Retailers face significant challenges with returns. Whether they are legitimate or fraudulent, returns require time, shipping costs, administrative fees and communication efforts, in addition to any monetary losses retailers suffer. Handling repeat offenders may require banning them — which can lead to retaliation through negative reviews. At the same time, making the return process more difficult for legitimate customers can harm brand reputation, affecting sales and customer loyalty.
Where data fits in
As fraudsters uncover more vulnerabilities, merchants must respond quickly and creatively to mitigate risk. One significant challenge is that refunds are often issued before a returned product is inspected. Retailers must balance the need for a seamless customer experience with the growing risks of fraud. This is where data and artificial intelligence (AI) come in. Companies are now leveraging their vast data resources to identify suspicious patterns early to minimize the impact and, in some cases, prevent fraud from occurring. For example, based on data they have collected, some merchants could offer store credit or delay refund fulfillment when a consumer initiates a return.
For first-party fraud, AI can track patterns and behaviors using transaction insights to help combat return fraud. For example, if a consumer regularly buys a particular brand at a specific retailer but then claims one charge is fraudulent, it’s highly likely that the consumer simply forgot making that purchase. Merchants can use the data to gently jog a shopper’s memory.
Importantly, data can act as the bridge across stakeholders and ultimately help build trust within the entire ecosystem. By using transaction insights to create clarity around disputed charges, businesses are better equipped to navigate the complexities of digital fraud, ultimately improving security for merchants, banks and issuers, as well as consumers.
Building fair and secure marketplaces
While technology is helping to mitigate its impact, return fraud remains a staggering issue, with nearly 95% of merchants reporting it as a significant concern. Retailers are in a challenging position because their role to provide exceptional service, especially regarding returns, makes them more vulnerable in an increasingly digitized world. Merchants must prevent fraud without compromising their reputation. The goal is clear: create a secure, frictionless experience for consumers while ensuring merchants can operate in a fair and efficient marketplace.
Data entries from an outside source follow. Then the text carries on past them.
PR #632, opened 2023-02-15
mutate: Add enum mutator

oetr:


fmeum:
@oetr You can set your base branch to one of my branches so that the diff becomes more manageable.

src/main/java/com/code_intelligence/jazzer/mutation/api/SerializingMutator.java
```diff
@@ -29,7 +29,7 @@
 @DoNotMock("Use TestSupport#mockMutator instead")
 public abstract class SerializingMutator<T> implements Serializer<T>, ValueMutator<T> {
   @Override
-  public final String toString() {
+  public String toString() {
```
fmeum, line 32: This function is `final` since subclasses shouldn't override it. Instead, they should (and have to) override `getDebugString`.

src/main/java/com/code_intelligence/jazzer/mutation/combinator/MutatorCombinators.java
```diff
@@ -174,6 +174,57 @@ public R detach(R value) {
     };
   }
 
+  public static <T, R> SerializingMutator<R> mutateThenMapToImmutable(
```
fmeum, line 177: Why is this function needed? The overload that already exists should emit both the `toString()` of the mutator it uses under the hood as well as the target type.

src/main/java/com/code_intelligence/jazzer/mutation/combinator/MutatorCombinators.java
```diff
@@ -174,6 +174,57 @@ public R detach(R value) {
...
+      }
+
+      @Override
+      public String toString() {
+        return name;
+      }
+    };
+  }
+
+  public static SerializingMutator<Integer> mutateIntegralInRange(
```
fmeum, line 192: Since this is only an internal mutator that we use to construct other ones, we could simplify it by restricting to ranges of the form `[0, upperExclusive)`, which fits zero-based indices very well.

If you do that, you also don't need `PseudoRandom#otherInClosedRange`, but just an additional overload for `PseudoRandom#otherIndex`.

src/main/java/com/code_intelligence/jazzer/mutation/engine/SeededPseudoRandom.java
```diff
@@ -111,4 +111,17 @@ public long closedRange(long lowerInclusive, long upperInclusive) {
       return r;
     }
   }
+
+  @Override
+  public int otherInClosedRange(int lowerInclusive, int upperInclusive, int currentValue) {
```
fmeum, line 116: See above, could be simplified to `otherIndex(int length, int currentIndex)`.

src/main/java/com/code_intelligence/jazzer/mutation/mutator/lang/EnumMutatorFactory.java
```diff
@@ -0,0 +1,41 @@
...
+import java.util.Optional;
+
+final class EnumMutatorFactory extends MutatorFactory {
+  @Override
+  public Optional<SerializingMutator<?>> tryCreate(AnnotatedType type, MutatorFactory factory) {
+    return findFirstParentIfClass(type, Enum.class).map(parent -> {
+      Enum[] values = ((Class<Enum>) type.getType()).getEnumConstants();
+      // TODO: when 1 or 0 values, return a constant mutator?
+      if (values.length == 0) {
+        return null;
```
fmeum, line 35: The equivalent of `null` for `Optional<T>` is `Optional.empty()`. While `null` is a valid return value, it shouldn't be used together with `Optional`s.

fmeum (commented):
This looks pretty good and functional already, I just left some comments that may help to simplify it further.

fmeum:
All my PRs have been merged, you can just rebase onto main.

src/main/java/com/code_intelligence/jazzer/mutation/combinator/MutatorCombinators.java
oetr: The idea was to ultimately pass the concrete enum type. We might still come back to this if we cannot get it in any other way!

src/main/java/com/code_intelligence/jazzer/mutation/mutator/lang/EnumMutatorFactory.java
oetr: Do we need Optional.empty()  here? At the moment we require at least 2 elements in the enum.

src/main/java/com/code_intelligence/jazzer/mutation/mutator/lang/EnumMutatorFactory.java
```diff
@@ -0,0 +1,41 @@
...
+      }
+      return mutateThenMapToImmutable(mutateIntegralInRange(0, values.length - 1),
+          (index) -> values[index], Enum::ordinal, "Enum");
```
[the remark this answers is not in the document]
oetr: At the moment it's not working (it prints ´Enum´ and not `EnumTest` in the tests).

src/main/java/com/code_intelligence/jazzer/mutation/mutator/lang/EnumMutatorFactory.java
```diff
@@ -0,0 +1,38 @@
...
+final class EnumMutatorFactory extends MutatorFactory {
+  @Override
+  public Optional<SerializingMutator<?>> tryCreate(AnnotatedType type, MutatorFactory factory) {
+    return findFirstParentIfClass(type, Enum.class).map(parent -> {
+      Enum<?>[] values = ((Class<Enum<?>>) type.getType()).getEnumConstants();
+      return mutateThenMapToImmutable(
+          mutateIndices(values.length), (index) -> values[index], Enum::ordinal);
+    });
+  }
+}
```
fmeum, line 38: nit: Add the missing trailing newline

src/main/java/com/code_intelligence/jazzer/mutation/engine/SeededPseudoRandom.java
```diff
@@ -73,6 +73,16 @@ public <T> int otherIndex(T[] array, int currentIndex) {
     }
   }
 
+  @Override
+  public int otherIndex(int length, int currentIndex) {
```
fmeum, line 77: I missed this during the merges, but @bertschneider suggested renaming `index` to `indexIn`. For the sake of consistency and clarity, we could also rename `otherIndex` (both overloads) to `otherIndexIn` and rename the first parameter to `range`.

src/main/java/com/code_intelligence/jazzer/mutation/engine/SeededPseudoRandom.java
```diff
@@ -73,6 +73,16 @@ public <T> int otherIndex(T[] array, int currentIndex) {
...
+    int otherIndex = currentIndex + closedRange(1, length - 1);
```
fmeum, line 78: The other overload can just call this method.

src/main/java/com/code_intelligence/jazzer/mutation/mutator/lang/EnumMutatorFactory.java
fmeum: As far as I can tell we would now reach the `require` in `mutateIndices` if an `Enum` has less than two elements. We could have a more user-facing error message by requiring right in the `tryCreate` function with a message such as "%s defines less than two enum constants and can't be mutated, use a constant instead".

src/main/java/com/code_intelligence/jazzer/mutation/mutator/lang/EnumMutatorFactory.java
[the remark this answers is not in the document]
fmeum: True, it uses the declared return type of the lambda, not the actual class of the returned value. The latter could be achieved by constructing an element with something like `readExclusive(new ByteArrayInputStream(new byte[0]))` and then calling `getClass` on that.

@bertschneider What do you think, should we mention concrete types in the debug string? My initial thought was not to do this so that debug strings are certain not to contain user information (e.g. concrete class names), but of course that additional information could still be useful.

src/test/java/com/code_intelligence/jazzer/mutation/mutator/lang/EnumMutatorTest.java
```diff
@@ -0,0 +1,63 @@
...
+      cl = mutator.mutate(cl, prng);
+    }
+    assertThat(cl).isEqualTo(TestEnum.C);
+
+    try (MockPseudoRandom prng = mockPseudoRandom(1)) {
+      cl = mutator.mutate(cl, prng);
+    }
+    assertThat(cl).isEqualTo(TestEnum.B);
+  }
+}
```
fmeum, line 63: nit: Missing trailing newline

@bertschneider I have a PR in draft that would switch us over to google-java-format, which among other things also adds the newlines.

oetr: - Added `require` in `tryCreate`
- Overloaded `mutateThenMap` with a lambda that will override `toDebugString` when needed
- I expected format.sh to take care of the nit. Added!

src/main/java/com/code_intelligence/jazzer/mutation/mutator/lang/EnumMutatorFactory.java
oetr: Done!

src/main/java/com/code_intelligence/jazzer/mutation/engine/SeededPseudoRandom.java
oetr: Done!

src/main/java/com/code_intelligence/jazzer/mutation/engine/SeededPseudoRandom.java
oetr: Done!

src/main/java/com/code_intelligence/jazzer/mutation/mutator/lang/EnumMutatorFactory.java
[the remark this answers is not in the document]
bertschneider: IMHO concrete type names, even user defined ones, are fine, as they are not published anywhere and can help greatly during debugging.

src/main/java/com/code_intelligence/jazzer/mutation/combinator/MutatorCombinators.java
```diff
@@ -179,6 +189,57 @@ public R detach(R value) {
...
+      }
+
+      @Override
+      public String toDebugString(Predicate<Debuggable> isInCycle) {
+        return debug.apply(isInCycle);
+      }
+    };
+  }
+
+  public static SerializingMutator<Integer> mutateIndices(int length) {
```
bertschneider, line 208: `mutateIndices` basically returns a bounded `IntegralMutator`, doesn't it? I wonder if we could reuse that, or the integral mutation part, here as well.

src/test/java/com/code_intelligence/jazzer/mutation/mutator/lang/EnumMutatorTest.java
```diff
@@ -0,0 +1,76 @@
...
+  enum TestEnumOne { A }
+
+  enum TestEnum { A, B, C }
+
+  @Test
+  void testBoxed() {
+    SerializingMutator<TestEnum> mutator =
+        (SerializingMutator<TestEnum>) LangMutators.newFactory().createOrThrow(
+            new TypeHolder<@NotNull TestEnum>() {}.annotatedType());
+    assertThat(mutator.toString()).isEqualTo("TestEnum");
```
bertschneider, line 40: It could be helpful to explicitly state that this is an `Enum` mutator, as the class name could be misleading. How do you like `Enum<TestEnum>`?

src/main/java/com/code_intelligence/jazzer/mutation/combinator/MutatorCombinators.java
oetr: I was thinking the same when I saw the PR that introduced IntegralMutator! However, after looking at `bitFlip` and `randomWalk` I am not sure how useful that is for enums. Should keep this in mind until we have a benchmark ready to test the effectivenes of each mutator?

src/test/java/com/code_intelligence/jazzer/mutation/mutator/lang/EnumMutatorTest.java
oetr: It's much better, I added it, thanks :smile:

src/main/java/com/code_intelligence/jazzer/mutation/combinator/MutatorCombinators.java
bertschneider: Sounds good.

bertschneider (approved):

Mastercard hosts a bi-annual conference called ‘Point of Interaction,’ which brings together merchants, acquirers, and issuers to discuss the latest innovations, trends, and best practices in the payment industry. Among the critical issues that have been raised at the conference are first-party fraud and returns fraud. Mastercard is actively collaborating with its members to develop solutions to tackle these challenges.
Mastercard, alongside other industry leaders and stakeholders, including the Merchant Advisory Group, is working to uncover trends, risks and challenges to address return fraud in all its forms.
“First-party fraud is a significant challenge for merchants, and Mastercard is making important strides to address it, particularly through their First-Party Trust program, which was developed in collaboration with our extensive base of merchant members. We’re pleased to see these crucial steps being taken to reinforce trust among merchants, small businesses, issuers, acquirers, and most importantly, consumers,” said John Drechny, CEO, Merchant Advisory Group.
Through innovation, collaboration and data-driven solutions, we can move toward a future where fraud is not only detected but prevented, and everyone’s financial interests are safeguarded.